Word2Vec Keras Text Classifier

Project description

Word2Vec-Keras Text Classifier

Word2Vec-Keras is a simple Word2Vec and LSTM wrapper for text classification.

It combines Gensim Word2Vec model with Keras neural network trhough an Embedding layer as input. The Neural Network contains with LSTM layer

How install

pip3 install git+https://github.com/paoloripamonti/word2vec-keras

Usage

from word2vec_keras import Word2VecKeras

model = Word2VecKeras()

model.train(x_train, y_train)

Train Word2Vec and Keras models. The Keras model has EralyStopping callback for stopping training after 6 epochs that not improve accuracy.

Train parameters:

  • x_train: list of raw sentences, no text cleaning will be perfomed
  • y_train: list of labels
  • w2v_size: (Default: 300) Word2Vec - Dimensionality of the word vectors
  • w2v_window: (Default: 5) Word2Vec - Maximum distance between the current and predicted word within a sentence.
  • w2v_min_count: (Default: 1) Word2Vec - Ignores all words with total frequency lower than this.
  • w2v_epochs: (Default: 100) Word2Vec - Number of iterations (epochs) over the corpus.
  • k_max_sequence_len: (Default: 500) Keras - Maximum length of all sequences
  • k_batch_size:(Default: 128) Keras - Number of samples per gradient update
  • k_epochs:(Default: 32) Keras - Number of epochs to train the model. An epoch is an iteration over the entire x and y data provided
  • k_lstm_neurons: (Default: 128) Keras - LSTM neurons per layer
  • k_hidden_layer_neurons: (Default: [128, 64, 32]) Keras - Number of Dense layers after LSTM layer.
  • verbose: (Default: 1) Keras- 0, 1, or 2. Verbosity mode. 0 = silent, 1 = progress bar, 2 = one line per epoch

Evaluate

model.evaluate(x_test, y_test)

Evaluate model

Evaluate parameters:

  • x_test: list of raw sentences, no text cleaning will be perfomed
  • y_test: list of labels

Evaluate result:

  • Return a dictionary with ACCURAY, CLASSIFICATION_REPORT and CONFUSION_MATRIX

Predict

model.predict('lorem ipsum dolor sit amet consectetur adipiscing elit...', threshold=0.6)

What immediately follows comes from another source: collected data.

PR #2612, opened 2022-11-28
Add workload identity support for single operator multitenancy

super-harsh:
**If applicable**:


v2/internal/reconcilers/arm/arm_client_cache.go
```diff
@@ -242,3 +259,38 @@ func (c *ARMClientCache) getSecret(ctx context.Context, namespace string, secret
...
+	w.cred = cred
+	return w, nil
+}
+
+func (w *workloadIdentityCredential) GetToken(ctx context.Context, opts policy.TokenRequestOptions) (azcore.AccessToken, error) {
+	return w.cred.GetToken(ctx, opts)
+}
+
+func (w *workloadIdentityCredential) getAssertion(context.Context) (string, error) {
+	if now := time.Now(); w.lastRead.Add(3600 * time.Second).Before(now) {
```
matthchr, line 287: 3600 is too long I think? The way this works (AFAIK) is that it re-reads the token periodically. We need to pick a time which is significantly faster than the underlying token expiry? The example written by @chlowell had 5m here but possibly that was just a dummy value.

Can you confirm with him what we should be setting this value to? I can't actually tell if/when the `AssertionCallback` is called from a quick read of their code. I see it registered but not used in the `GetToken` call. Apologies if you've already figured that out and 3600 is in fact correct.

Either way, once we have an answer maybe leave a comment here (or by the `3600` const I mentioned above) that explains why it's 3600 (or whatever the other value is).

v2/internal/reconcilers/arm/arm_client_cache.go
```diff
@@ -191,35 +194,49 @@ func (c *ARMClientCache) getARMClientFromSecret(secret *v1.Secret) (*armClient,
...
 		errs = append(errs, err)
 	}
 	clientSecret, ok := secret.Data[config.AzureClientSecretVar]
-	// TODO: We check this for now until we support Workload Identity. When we support workload identity for multitenancy, !ok would mean to check for workload identity.
 	if !ok {
-		err := core.NewSecretNotFoundError(nsName, errors.Errorf("credential Secret %q does not contain key %q", nsName.String(), config.AzureClientSecretVar))
-		errs = append(errs, err)
+		// Here we check for workload identity if client secret is not provided, AZURE_FEDERATED_TOKEN_FILE env var gets populated if workload identity sidecar is injected to the pod,
+		// so we can check if its populated, which means workload identity is enabled.
+		if tokenFile := os.Getenv(config.AzureFederatedTokenFileVar); tokenFile != "" {
```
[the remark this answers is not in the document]
matthchr: As discussed on Teams I think this makes sense. If we include a token like so in our container (possibly with a different path so it doesn't collide with the WI one if that's enabled):
```
    - name: azure-identity-token
      projected:
        defaultMode: 420
        sources:
        - serviceAccountToken:
            audience: api://AzureADTokenExchange
            expirationSeconds: 3600
            path: azure-identity-token
```

Then we don't actually need to user to install workload identity for WI to work. We also don't need them to have installed ASO using WI, we can instead just default to trying this if the `clientSecret` isn't set (same way you're doing now). If we do this, you don't need to add the note I mentioned above about: "Possibly worth a bold warning about how multitenant secrets won't work unless the main operator is also deployed using workload identity?"

matthchr (approved):
Approving this as I will be on vacation starting next week, but please take a look at comments before merging.

v2/internal/reconcilers/arm/arm_client_cache.go
chlowell: The 5 minute assertion cache was the feature team's recommendation when we first designed this last year. @aramase, is that still the best approach?

docs/hugo/content/introduction/multitenant-deployment.md
```diff
@@ -37,6 +37,30 @@ To deploy the operator in single-operator multi-tenant mode:
...
 
+### Deployment using Workload Identity
+
+To deploy the operator in single-operator multi-tenant mode:
+
+1. Follow the normal ASO [workload identity installation](https://azure.github.io/azure-service-operator/introduction/authentication/#azure-workload-identity)
+2. To use namespace scoped credential, create a credential secret named `aso-credential` in the desired namespace. Using this, all the resources in that namespace will use namespace scoped credential.
+3. To use per-resource credential, create a credential secret and add an annotation to the resource like `serviceoperator.azure.com/credential-from: <SECRET_NAMESPACE>/<SECRET_NAME>`
+
+**Note:** Each credential(namespaced and per-resource credential) created further, should have established trust between your OIDC issuer URL and the backing Service Principal or Managed Identity. See [how to configure trust](https://azure.github.io/azure-service-operator/introduction/authentication/#configure-trust) for more details.
```
theunrepentantgeek, line 48: Suggested wording change.

```suggestion
**Note:** Each credential (both namespaced and per-resource) you create must have a trust relationship between your OIDC issuer URL and the backing Service Principal or Managed Identity. See [how to configure trust](https://azure.github.io/azure-service-operator/introduction/authentication/#configure-trust) for more details.
```

v2/internal/reconcilers/arm/arm_client_cache.go
```diff
@@ -191,35 +194,49 @@ func (c *ARMClientCache) getARMClientFromSecret(secret *v1.Secret) (*armClient,
 
 func (c *ARMClientCache) newCredentialFromSecret(secret *v1.Secret, nsName types.NamespacedName) (azcore.TokenCredential, string, error) {
 	var errs []error
+	var err error
+	var credential azcore.TokenCredential
+
 	subscriptionID, ok := secret.Data[config.SubscriptionIDVar]
 	if !ok {
-		err := core.NewSecretNotFoundError(nsName, errors.Errorf("credential Secret %q does not contain key %q", nsName.String(), config.SubscriptionIDVar))
+		err = core.NewSecretNotFoundError(nsName, errors.Errorf("credential Secret %q does not contain key %q", nsName.String(), config.SubscriptionIDVar))
```
theunrepentantgeek, line 202: Why switch to a shared `err` variable - these all look to be isolated cases where having independently decared single-write variables would make sense.

v2/internal/reconcilers/arm/arm_client_cache.go
```diff
@@ -242,3 +259,38 @@ func (c *ARMClientCache) getSecret(ctx context.Context, namespace string, secret
 func matchSecretData(old, new map[string][]byte) bool {
 	return reflect.DeepEqual(old, new)
 }
+
+// TODO: Not sure if its a right thing to put this here or create a separate package for identity/auth and put workloadIdentityCredential there?
+// The below bit is from https://github.com/Azure/azure-sdk-for-go/issues/15615#issuecomment-1211012677
```
theunrepentantgeek, line 264: I'd lean towards putting it into a separate package as you suggested.

theunrepentantgeek (approved):
Some documentation suggestions. Looks good. Once we've addressed the comments from @matthchr, should be good to merge.

v2/internal/reconcilers/arm/arm_client_cache.go
super-harsh: Yep, I'll keep this one as it is for now. And since I'm gonna work more on workload identity stuff which Matt and I had a conversation about(Matt has mentioned above). Basically, the global credential code in `main.go` would be using this bit as well so will move it in next PR.

v2/internal/reconcilers/arm/arm_client_cache.go
super-harsh: Linter complained about `shadow declaration`

v2/internal/reconcilers/arm/arm_client_cache.go
aramase: The default token expiry configured with Azure Workload Identity is `1h` and the max allowed value is `24h`. The `kubelet` process renews the token at 80% expiry (so every 40 mins). With those numbers, every 30 min would work fine.

v2/internal/reconcilers/arm/arm_client_cache.go
```diff
@@ -242,3 +257,38 @@ func (c *ARMClientCache) getSecret(ctx context.Context, namespace string, secret
...
+	w.cred = cred
+	return w, nil
+}
+
+func (w *workloadIdentityCredential) GetToken(ctx context.Context, opts policy.TokenRequestOptions) (azcore.AccessToken, error) {
+	return w.cred.GetToken(ctx, opts)
+}
+
+func (w *workloadIdentityCredential) getAssertion(context.Context) (string, error) {
+	if now := time.Now(); w.lastRead.Add(5 * time.Minute).Before(now) {
```
chlowell, line 285: Note that there's a data race here, so you may want to add synchronization, if only to avoid setting off the race detector.

theunrepentantgeek (approved):

PR #2623, opened 2022-12-01
Address Lint issues

theunrepentantgeek:

An update to the linting tools has made them overtly hostile to much of our documentation.

* Comments must now have exactly one space between the `//` and any content, so indenting paragraphs or lists is now impossible
* Any line containing a colon (`:`) is now presumed to be a directive and is flagged if it doesn't conform

gif

**If applicable**:


v2/tools/generator/internal/codegen/storage/property_converter.go
```diff
@@ -79,6 +79,7 @@ func (p *PropertyConverter) useBaseTypeForEnumerations(
 	return tv.Visit(et.BaseType(), ctx)
 }
 
+//nolint:gofmt
```
matthchr, line 82: Curious why not change this one too? To a single space + `*`?

v2/tools/generator/internal/astbuilder/maps.go
```diff
@@ -12,10 +12,13 @@ import (
 )
 
 // MakeMap returns the call expression for making a map
-//
-// 	make(map[<key>]<value>)
-//
 func MakeMap(key dst.Expr, value dst.Expr) *dst.CallExpr {
+	/*
```
matthchr, line 16: The gofmt documentation suggests that it supports code blocks, as long as they're formatted "correctly": See https://tip.golang.org/doc/comment - section about "code blocks" (can't link to it for some reason).

For example check out: https://go.dev/play/p/zPOvetWAPA1 - if you click format on that, it adds a space between the top level method text and the code block, but leaves it alone other than that. So I think all of these places where we've moved the code block into the method can be done in that style and kept in the comment (which IMO looks better?)

I think you can get `go fmt` to do that automatically by just running the latest version of `go fmt` on the original set of files, at least for these `astbuilder` files where the issue was code block formatting.

v2/tools/generator/internal/conversions/property_conversions.go
```diff
@@ -101,60 +103,62 @@ func init() {
 //
 // The method works by considering the conversion requested by sourceEndpoint & destinationEndpoint,
 // with recursive calls breaking the conversion down into multiple steps that are then combined.
-//
```
matthchr, line 104: It might be possible to make this comment work w/ the code-block style formatting as well, see https://go.dev/play/p/AGebhZXwX7-, which passes `gofmt` so I think should pass the linter too?

v2/tools/generator/internal/conversions/property_conversions.go
```diff
@@ -192,31 +196,34 @@ func NameOfPropertyAssignmentFunction(
 }
 
 // writeToBagItem will generate a conversion where the destination is in our property bag
```
matthchr, line 198: Same here, see https://go.dev/play/p/_q-RST9zBFD, which passes `go fmt`

matthchr: I think this applies to most of the stuff below as well.

theunrepentantgeek:
Superseeded by #2629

Make prediction of give text

Predict parameters:

  • x_text: Raw text, no text cleaning will be perfomed
  • threshold: (Default: 0.0) Cut-off threshold, if confidence il less than given value return OTHER as label

Predict result:

  • Return a dictionary with LABEL, CONFIDENCE and ELAPSED_TIME, i.e. {label: LABEL, confidence: CONFIDENCE, elapsed_time: TIME}

Save & load model

model.save('/path/model.tar.gz')

Save model as compressed tar.gz file that contains several utility pickles, keras model and Word2Vec model

model = Word2VecKeras()

model.load('/path/model.tar.gz')

Load model from saved tar.gz file

Example

from sklearn.datasets import fetch_20newsgroups
from word2vec_keras import Word2VecKeras
from pprint import pprint

# fetch the dataset using scikit-learn
categories = ['alt.atheism', 'soc.religion.christian',
              'comp.graphics', 'sci.med']

train_b = fetch_20newsgroups(subset='train',
                             categories=categories, shuffle=True, random_state=42)
test_b = fetch_20newsgroups(subset='test',
                            categories=categories, shuffle=True, random_state=42)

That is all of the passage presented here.